I think what makes me think about it the most are my students. Many of my students don't enjoy the subject I teach (math), and they're not always motivated to do it. I think many don't like the idea of working hard at it because they're not interested in it and don't think it's important to their lives. 

But I think they have the impression that one day they're find some job that they are passionate about and that this will motivate them to work hard. They think that once they find what's "right for them", that then they'll have no problem working hard.



So I'm wondering...does this happen for other people? Are there people out there who hated school but love their job?

Because it seems like most people I talk to are the opposite...they enjoyed high school and college, and they aren't happy about their work. Of course, a lot of this is the idea of "not knowing what you have until it's gone"...they miss school because they cant' go back, and they're stuck working the rest of their lives.


For me, I always enjoyed school, both high school and college. While it was stressful sometimes, I enjoyed working in school and learning. I liked pretty much all of my subjects. Even though I enjoy my work and it's satisfying, it's way, way harder and more stressful than being a student.



So I'm just curious to hear other people's experiences.


----------



## WickedQueen (Jun 1, 2009)

The idea of 'enjoying' school and work never truly cross my mind. Not that I didn't enjoy them, but most of it because I saw school and work as some part of stages in my life that I have to go through no matter what. 

There were bad times and good times. 
There were some subjects that I like and some that I don't, I've met different people, learned different things in various ways, joined numerous activities, etc.

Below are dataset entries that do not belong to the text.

PR #652, opened 2022-09-15
Fixed-file not closed in editor after project close action

zaryabkhan-rs:
> - [x] **RG-60 When a file is open in the editor closing the project and creating/opening a new one doesn't close the file/s from previous project or instance**

When a file is open in the editor closing the project and creating/opening a new project doesn't close the file/s from previous project or instance. 
All files opened in the editor as tabs close when Close Project action is invoke from the File Menu. 

Test Steps:
>- Open an example project 
>- Click on the files in source window of main window to open file in an editor.
>- Close Project from the File Menu.
>- Open again an example project, Check the editor as empty. 

> 
> - [x] Library: <Specify the library name>
> - [ ] Engine
> - [ ] Documentation
> - [ ] Regression tests


src/MainWindow/main_window.cpp
```diff
@@ -147,6 +147,13 @@ void MainWindow::SetWindowTitle(const QString& filename, const QString& project,
   }
 }
 
+void MainWindow::CloseFileTabOpened() {
+  auto tabCount = TextEditorForm::Instance()->GetTabWidget()->count();
+  for (auto i = tabCount - 1; i >= 0; i--) {
```
KochynVolodymyr, line 152: why not **for (int i = 0; i < tabCount; i++)** ? this is better for reading

src/MainWindow/main_window.h
```diff
@@ -48,6 +48,7 @@ class MainWindow : public QMainWindow, public TopLevelInterface {
   ProjectInfo Info() const;
   void SetWindowTitle(const QString& filename, const QString& project,
                       QString& projectInfo);
+  void CloseFileTabOpened();
```
KochynVolodymyr, line 51: it is better to rename CloseOpenedTabs()

ravic-rs (changes requested):
Missing details in description of PR.

src/MainWindow/main_window.cpp
zaryabkhan-rs: @KochynVolodymyr  @ravic-rs  The way I implement, When we remove any time it shift the tabs from right to left and index changes depending upon the number of tabs for example, If we have 3 tabs opened in the editor, Index would be 0, 1 2. Now if we removed tab on 0 index, tab on 1 will become index 0 as it will shift to place of 0 index. In our GUI tab shifts from right to left when they close. So it works good in this case.

If we go with suggested logic,  GUI crashes because So When we remove by index in each loop of above loop, it end up removing from index 0,1,2,3 etc, but after we've done  a remove the first time our list has changed.
So if we remove index 0 then everything shifts on index 1 becomes 0 etc, 2 becomes 1 etc, so on our next remove, we are removing at index 1 which is actually now pointing at 2. This continues each time the loop happens. So it crashes whenever tab count increase from more than 1.

src/MainWindow/main_window.h
zaryabkhan-rs: Fixed.

src/MainWindow/main_window.cpp
KochynVolodymyr: can you rework it like this:
`while (count != 0) {...}` ?

src/MainWindow/main_window.cpp
```diff
@@ -147,6 +147,13 @@ void MainWindow::SetWindowTitle(const QString& filename, const QString& project,
   }
 }
 
+void MainWindow::CloseOpenedTabs() {
+  while (TextEditorForm::Instance()->GetTabWidget()->count() != 0) {
```
KochynVolodymyr, line 151: for better readability it is better to do something like this:
`auto tabWidget = TextEditorForm::Instance()->GetTabWidget();`
`while (tabWidget->count() != 0) {...}`

ravic-rs:
@zaryabkhan-rs please merge main into this routinely while PR is under review and also comment on the updates else it will delay the merge.

src/MainWindow/main_window.cpp
zaryabkhan-rs: Fixed.

zaryabkhan-rs:
> @zaryabkhan-rs please merge main into this routinely while PR is under review and also comment on the updates else it will delay the merge.

zaryabkhan-rs:
> @zaryabkhan-rs please merge main into this routinely while PR is under review and also comment on the updates else it will delay the merge.

Fixed!

zaryabkhan-rs:
> Missing details in description of PR.

Issue Title has been added.

KochynVolodymyr (approved):

ravic-rs (approved):
Looks good.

Plus, I had done my best in school, both in academics and social activities, so there's only little to none that I regret.

But I can say that I do quiet enjoying my job. It's not my dream job (I have not yet arrived to that), but I'm always working in an area which I'm very good (talented) at, so that has helped me especially when I felt bored, unmotivated, and less-productive sometimes.


----------



## sly (Oct 8, 2011)

I dearly hope so.


----------



## nádej (Feb 27, 2011)

I do, but I get paid hardly anything and my schedule sucks - which might make it difficult for me to keep doing this for too long.


----------



## Exerio (Jun 27, 2010)

I don't think such a job exist. Every job will have negative traits and we as humans are incredibly good at looking at the negative. But of course some people like their job more then others, and I do believe quite a lot of people is satisfied with their job. Most people, as you said, just don't notice until they can't work with it anymore. 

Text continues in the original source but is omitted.